Pamphlets explain security legislation

PUBLISHED : Wednesday, 06 November, 2002, 12:00am
UPDATED : Wednesday, 06 November, 2002, 12:00am

The Security Bureau has published 90,000 copies of two pamphlets in Chinese to help clear up 'misconceptions' surrounding the consultation paper on the proposed anti-subversion law.


The move follows complaints by Secretary for Security Regina Ip Lau Suk-yee that the media has not reported her clarifications over the controversial proposals.


The two pamphlets - entitled 'Introduction' and 'Facts and Misconceptions' - state that the government has the responsibility to legislate against subversive acts as provided by the Basic Law.


The bureau says that it is now the right time to legislate.


'We can handle the issue rationally and peacefully at a time when there are no threats endangering national security,' it says.


It dismisses suggestions that secession and subversion are political offences, saying they should be considered criminal acts as they involve the use of violence and illegal means to endanger national security.

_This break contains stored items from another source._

PR #1210, opened 2019-06-05
Add basic auth plugin

alexellis:
Signed-off-by: Alex Ellis <alexellis2@gmail.com>

## Description

This plugin can be tested as a stand-alone Golang app, or
deployed as a Docker image with the following image:
openfaas/basic-auth-plugin:0.1.0

## Motivation and Context

- [x] I have raised an issue to propose this change ([required](https://github.com/openfaas/faas/blob/master/CONTRIBUTING.md))

#1209 

## How Has This Been Tested?

```
echo -n alex > basic-auth-user
echo -n password > basic-auth-password

go build && secret_mount_path="`pwd`" port=8088 ./basic-auth 
2019/06/05 12:06:12 Listening on: 8088

curl http://alex:admin@localhost:8088/validate -i
HTTP/1.1 200 OK
Date: Wed, 05 Jun 2019 11:06:51 GMT
Content-Length: 0

curl http://not-alex:admin@localhost:8088/validate -i
HTTP/1.1 401 Unauthorized
Date: Wed, 05 Jun 2019 11:07:03 GMT
Content-Length: 19
Content-Type: text/plain; charset=utf-8

2019/06/05 12:06:51 Validated request 200.
2019/06/05 12:07:03 Validated request 401.

```

## Types of changes

- [ ] Bug fix (non-breaking change which fixes an issue)
- [x] New feature (non-breaking change which adds functionality)
- [ ] Breaking change (fix or feature that would cause existing functionality to change)

## Checklist:

- [x] My code follows the code style of this project.
- [x] My change requires a change to the documentation.
- [x] I have updated the documentation accordingly.
- [x] I've read the [CONTRIBUTION](https://github.com/openfaas/faas/blob/master/CONTRIBUTING.md) guide
- [x] I have signed-off my commits with `git commit -s`
- [ ] I have added tests to cover my changes.
- [x] All new and existing tests passed.

Issue #1209, opened 2019-06-05
Feature: Enable nginx-style pluggable authentication


alexellis:
Feature: Enable nginx-style pluggable authentication

## Expected Behaviour

A user should be able to specify either a function endpoint or a micro-service to authenticate requests through the API Gateway.

This would extend beyond the current basic-auth validation.

This would be similar to the way Nginx implements external auth:

> NGINX and NGINX Plus can authenticate each request to your website with an external server or service. To perform authentication, NGINX makes an HTTP subrequest to an external server where the subrequest is verified. If the subrequest returns a 2xx response code, the access is allowed, if it returns 401 or 403, the access is denied. Such type of authentication allows implementing various authentication schemes, such as multifactor authentication, or allows implementing LDAP or OAuth authentication.

https://docs.nginx.com/nginx/admin-guide/security-controls/configuring-subrequest-authentication/

## Current Behaviour

Basic auth is the only option, or fronting the gateway with another proxy / gateway such as Nginx, Ambassador, or Kong.

## Possible Solution

* Add configuration options to the gateway
* Update handlers that add in-process basic auth to add a "external delegating HTTP handler"
* Update the default configuration
* Create an example basic-auth validation service

We need to consider the scope of the validation. Is this just for communication to the gateway, or for all internal communication too?

## Scope

Internal communication between system-components would continue to use the system account (basic-auth), but external user auth can now be controlled by "user-auth".

"user-auth" for the first auth plugin happens to be the same as basic-auth, it could use a separate secret.

![pluggable-auth](https://user-images.githubusercontent.com/6358735/58979842-dd71ae00-87c6-11e9-9f55-2fdcf1560b2b.png)

The initial version will only cover system APIs between the user and the gateway, but going forward we do also have the scope to apply user-auth to public functions.

Phase 1: /system /ui are covered by the “user auth” instead of built-in auth
Phase 2: optionally extends user-auth to /function/

alexellis:
Derek close: released and available from 0.13.9 and onwards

'These offences are similar to the existing offence of treason. These are serious criminal offences and not political offences that suppress freedom of speech and thoughts.'


The bureau clarifies that staging protests that disturb public order is not a form of sedition. It adds that police powers to enter premises during emergencies are contained in existing legislation.


The pamphlets stress that mainland legislation will not be extended to Hong Kong.


The bureau also dismisses the misconception that doing business with Taiwanese people will constitute assisting a public enemy in the offence of treason.


The pamphlets can now be obtained from the District Offices.